Aterramento Elétrico

Aterramento Elétrico é a ligação intencional de um componente através de um meio
condutor com a Terra. Por exemplo: ligar a carcaça de um chuveiro elétrico, através de um
condutor, com a Terra.
Todo equipamento elétrico deve, por razões de segurança, ter o seu corpo (parte
metálica) aterrado.
Também os componentes metálicos das instalações elétricas, tais como, os Quadros
de Distribuição de Circuitos – QDC, os eletrodutos metálicos, caixas de derivação entre
outros, devem ser corretamente aterradas.
Quando há um defeito na parte elétrica de um equipamento que está corretamente
aterrado, a corrente elétrica escoa para o solo (Terra).
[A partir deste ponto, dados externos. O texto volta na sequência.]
PR #1520, opened 2026-09-04
fix(security): make path validation a type, sanitize mermaid SVG

vloothuis:
Clears the 5 open CodeQL alerts (4 `go/path-injection`, 1 `js/xss-through-dom`).
All four Go alerts share one taint source: the dataentry HTTP URL path
(`internal/dataentry/api_v1.go:139`). Ticket: **TKT-R8QEV3** (implements FEAT-ZPGGK).

Standalone security PR — not folded into a feature branch, so it can be
reviewed on its own.

| # | Rule | Location |
|---|---|---|
| 33 | `go/path-injection` | `internal/storage/rooted.go` (`OpenForWrite`) |
| 32, 31 | `go/path-injection` | `internal/storage/osfs.go` (`WriteFile`) |
| 29 | `go/path-injection` | `internal/storage/osfs.go` (`ReadDir`) |
| 20 | `js/xss-through-dom` | `frontend/src/utils/markdown.ts` |

## Are these real bugs?

Mostly no — but the premise was verified rather than assumed. An audit of every
raw `storage.FS` holder and direct `os.*` call in production code found **no
genuine traversal**: attachments, entity IDs (`entity.ValidateID` *and*
`RootedFS.resolve`), Lua (`filepath.IsLocal`, `os.OpenRoot`) and the dataentry
handlers are each gated. One latent issue was found and fixed — see *project*.

## storage: the barrier is now a type, with a checked postcondition

`resolve()` returns `ValidatedPath` (unexported field, no exported constructor)
instead of `string`, and `RootedFS` reaches the wrapped `FS` only through
`validatedFS`, whose methods take one. The single place a `ValidatedPath` is
minted is `contain()`: `filepath.Clean` + a root-containment check. The segment
rules should make that unreachable — which is the point: "the rules are
exhaustive" becomes a checked postcondition instead of a claim, and it is the
barrier the analyser can see. (The first push moved the sink into `validated.go`
without this; CodeQL correctly re-flagged it.) Found on the way: `root + sep`
breaks when the root is `/` — pinned by `TestContain_RootIsFilesystemRoot`.

`OpenForWrite`'s direct `os.OpenFile` is **deliberate and already guarded** by
`SupportsStreaming()`; it moved into the adapter rather than being "cleaned up".

`RootedFS` keeps a raw `fs FS` for `SupportsStreaming`'s type sniff, and Go
can't express "this field may only be read by that method", so
`TestRootedGo_NoRawFSOrDirectOSAccess` walks `rooted.go`'s AST and fails on any
read of that field outside an exemption list, or any `os.*` call. It is AST
rather than regex because a regex over `r.fs.X` is defeated by exactly the alias
`SupportsStreaming` uses (`raw := r.fs`) — the first version of this test passed
against that; the review caught it. Mutation-verified. Scope is `rooted.go`
only: `safefs.go`/`osfs.go` are the intentional raw layer beneath the barrier.

## project: one real finding

`EntityTemplateVariantPath` joined both segments into a path for a raw
`storage.FS` and validated nothing; its only guard lives in
`internal/automation`, which interpolates `{{new.kind}}` — an API-settable
entity property — into the template name. Not exploitable today, but one
forgetful caller from a traversal.

Now validated locally, and `EntityTemplatePath`/`RelationTemplatePath` with it
(same argument, same raw-FS callers). Two rules on purpose: **type names get a
blocklist** (empty, `.`/`..`, separators, control chars, edge whitespace)
mirroring `metamodel.ValidateSchemaName`, which documents that shipped schemas
legitimately use dashes, dots, spaces and non-ASCII — an allowlist would have
broken templates for such types, including the default one (review finding).
The **variant keeps an identifier allowlist** identical to
`automation.isValidTemplateName`. Every schema and template in the repo passes.

## frontend: the obvious one-liner breaks the product

`DOMPurify.sanitize(svg, { USE_PROFILES: { svg: true } })` **destroys every
flowchart and state-diagram label.** Mermaid renders them as XHTML
(`<div><span class="nodeLabel"><p>…<br>…</p></span></div>`) inside
`<foreignObject>`, and DOMPurify 3.4 cannot retain that in a single call in
*any* configuration — measured: with the SVG profile the HTML elements are
unwrapped (only text survives: `Line1<br>Line2` → `Line1Line2`, `.nodeLabel`
gone, bare text not valid `foreignObject` content); *allowing* them is worse,
because the namespace check runs after the allowed-tags check and
force-removes an allowed HTML element under an SVG parent, children and all.
Shapes and arrows still render, so it ships as empty boxes; sequence diagrams
(SVG `<text>`) are unaffected, so checking one type hides it.

So it is two passes: a hook on a dedicated DOMPurify instance lifts each label
*during* the SVG pass (the raw string is only ever handed to DOMPurify — no
`DOMParser` pre-parse, which is what CodeQL flagged on the first push and what
turned untrusted text into DOM before any sanitizer saw it), then each label is
sanitized under the HTML profile and written back into its emptied
`foreignObject`. Both halves are sanitized; the split is parsing context, not
exemption. Labels pair to shapes by a marker the hook strips from every input
element first, so input can't spoof a slot. Embedded media is forbidden in
labels: strict mermaid strips a hostile label's handler but still emits the
``, which is enough for a request to an attacker-chosen URL on view.

Defence in depth (mermaid runs `securityLevel: 'strict'`) — but `'loose'` is
one line and the setting clickable nodes need; it must not be one line from
stored XSS.

**Verification:** unit tests assert *structure* (`.nodeLabel`, `<p>`, `<br>`,
`style`), not just text — text also survives the broken configs; mutation-tested
(no-restore fails 7, unsanitized-restore fails 5). Real mermaid can't run under
jsdom (`getBBox`), so **`e2e/tests/mermaid.spec.ts`** renders a real flowchart
with a multi-line and a hostile label in Chromium and asserts the same. Passes.

## Verification

Go suite, `arch-lint`, `plimsoll`, `golangci-lint run ./...`, `comment-lint`
pass. 2146 frontend tests, typecheck, lint clean. Coverage floors met (CI's
Test job). Code review findings (9) recorded as review-responses on
TKT-R8QEV3 — 8 addressed, 1 wont-fix with reason.

**Reviewer check:** confirm the alert *count* drops rather than that the check
merely turns green — the first push was green on all three Analyze jobs while
adding two new alerts.

```
gh api "repos/sourcehaven-bv/rela/code-scanning/alerts?state=open" \
  | jq -r '.[] | "\(.number) \(.rule.id) \(.most_recent_instance.location.path)"'
```

Nothing dismissed; all five should reach `fixed` on merge.

## Out of scope (per the brief)

- No change to `.github/workflows/codeql.yml`.
- No change to `internal/storage`'s symlink posture (documented as out of scope
  on `RootedFS`).

https://claude.ai/code/session_01GVAxHgoy2StqDiKyzdZwu1

### DIFF
--- a/e2e/pages/entity.page.ts
+++ b/e2e/pages/entity.page.ts
@@ -333,6 +333,55 @@ export class EntityPage extends BasePage {
     return this.page.locator('.cb-stats');
   }
 
+  // --- mermaid body-content helpers ---
+
+  /** Rendered mermaid diagrams inside the content body. */
+  get mermaidDiagrams(): Locator {
+    return this.contentBody.locator('.mermaid-diagram');
+  }
+
+  /** Wait for the first mermaid diagram to finish rendering. Rendering is
+   *  async (mermaid measures text in the live DOM before emitting SVG), so a
+   *  bare count() races it. */
+  async waitForMermaidDiagram() {
+    await expect(this.mermaidDiagrams.first()).toBeVisible({ timeout: 15_000 });
+  }
+
+  /** Text of every node label in the first diagram. Flowchart labels are
+   *  XHTML inside <foreignObject>; sequence labels are SVG <text>. */
+  async mermaidLabelTexts(): Promise<string[]> {
+    return this.mermaidDiagrams.first().locator('foreignObject, text').allTextContents();
+  }
+
+  /** Number of mermaid `.nodeLabel` wrappers inside the first diagram's
+   *  labels. Zero means the label MARKUP was stripped even if text survived. */
+  async mermaidLabelElementCount(): Promise<number> {
+    return this.mermaidDiagrams.first().locator('foreignObject .nodeLabel').count();
+  }
+
+  /** Number of <br> elements inside the first diagram's labels — a
+   *  multi-line node label that survived sanitization keeps its line break. */
+  async mermaidLabelLineBreakCount(): Promise<number> {
+    return this.mermaidDiagrams.first().locator('foreignObject br').count();
+  }
+
+  /** Names of every on* attribute anywhere inside the first diagram. */
+  async mermaidEventHandlerAttributes(): Promise<string[]> {
+    return this.mermaidDiagrams.first().evaluate((root) =>
+      Array.from(root.querySelectorAll('*')).flatMap((el) =>
+        Array.from(el.attributes)
+          .map((a) => a.name)
+          .filter((n) => /^on/i.test(n)),
+      ),
+    );
+  }
+
+  /** Embedded-media elements inside the first diagram. A label is text; any
+   *  of these came from a hostile label and must have been stripped. */
+  async mermaidEmbeddedMediaCount(): Promise<number> {
+    return this.mermaidDiagrams.first().locator('img, iframe, object, embed, video, audio').count();
+  }
+
   async hasCheckboxStats(): Promise<boolean> {
     return this.checkboxStats.isVisible().catch(() => false);
   }
--- a/e2e/tests/mermaid.spec.ts
+++ b/e2e/tests/mermaid.spec.ts
@@ -1,0 +1,74 @@
+import { test, expect } from './fixtures';
+import { EntityPage } from '../pages';
+
+/**
+ * Mermaid diagrams in entity body content, rendered in a REAL browser through
+ * the real mermaid library and the real sanitizer.
+ *
+ * The unit tests in frontend/src/utils/markdown.test.ts mock mermaid.render()
+ * — necessary for the attack cases, since strict mermaid never emits a
+ * <script> — so this is the one place that checks what mermaid ACTUALLY emits
+ * survives sanitization. Flowchart labels are XHTML inside <foreignObject>, and
+ * every single-pass DOMPurify configuration silently discards them while the
+ * shapes still render: the diagram looks fine and reads as empty boxes. jsdom
+ * cannot run mermaid at all (no layout engine — getBBox), so this cannot be a
+ * unit test.
+ */
+test.describe('Mermaid diagrams in entity content', () => {
+  let featureId: string | null = null;
+
+  test.beforeEach(async ({ api }) => {
+    const feature = await api.createEntity('features', {
+      properties: {
+        title: 'Mermaid Render Feature',
+        description: 'Renders a flowchart from body content',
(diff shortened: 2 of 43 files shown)


tschmits (dismissed):
## IB-review — github:rela#1520 `fix(security): make path validation a type, sanitize mermaid SVG`

**Reviewer:** CISO · **Status: ✅ Approved** — grondig onderbouwde en getoetste beveiligingsharding, geen bevindingen ≥ Laag.

Geen bevindingen ≥ Laag. De path-traversal-barrière in `internal/storage` is omgezet van een string-conventie naar een compile-time-gecheckt type (`ValidatedPath`, alleen te minten via `contain()`), bewaakt door een AST-gebaseerde guard-test die een `r.fs`-alias-omzeiling detecteert (conform CONTROL-5-15's eis dat toegang tot bedrijfsmiddelen op basis van vastgestelde regels wordt beheerst). De nieuw gevonden ongevalideerde `EntityTemplateVariantPath`/`EntityTemplatePath`/`RelationTemplatePath`-joins zijn gedicht met een blocklist (type, mirrort `metamodel.ValidateSchemaName`) resp. allowlist (variant, mirrort `automation.isValidTemplateName`), met foutafhandeling die correct doorpropageert naar alle CLI-aanroepers. De mermaid-SVG-sanitizer (js/xss-through-dom) is mutation-getest en tegen echte mermaid-rendering in een echte browser geverifieerd op structuurbehoud, niet alleen tekstinhoud — conform POLICY-015 §5 (veilige ontwikkelpraktijken, geautomatiseerde beveiligingsscans). Eerdere code-review-bevindingen (2 kritiek, 4 significant, 3 minor) zijn aantoonbaar geadresseerd in de bijgevoegde review-response-tickets; de symlink-scope-uitsluiting en de `OpenForWrite`-bypass zijn expliciet gedocumenteerde en beargumenteerde keuzes, dus geen nieuwe bevinding nodig.

- Type-based (compile-time) barrière tegen path-traversal i.p.v. alleen string-validatie.
- Mermaid-sanitizer geverifieerd tegen échte browser-rendering, niet alleen gemockte tests.
- Alle 9 eerdere review-findings traceerbaar vastgelegd, inclusief onderbouwde wont-fix.

tschmits (approved):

Alguns tipos de solos são melhores
condutores de corrente elétrica, pois têm uma menor Resistividade Elétrica. A Resistividade é
em função do tipo de solo, umidade e temperatura.
Os Aterramentos Elétricos podem ser:
a)

Aterramento por razões funcionais: o Aterramento é necessário para que o
equipamento elétrico funcione corretamente;

b)

Aterramento do equipamento por razões de proteção e segurança: neste caso, o
Aterramento protege as pessoas e/ou animais domésticos contra os choques
elétricos.

A Figura 07 mostra um aterramento padrão.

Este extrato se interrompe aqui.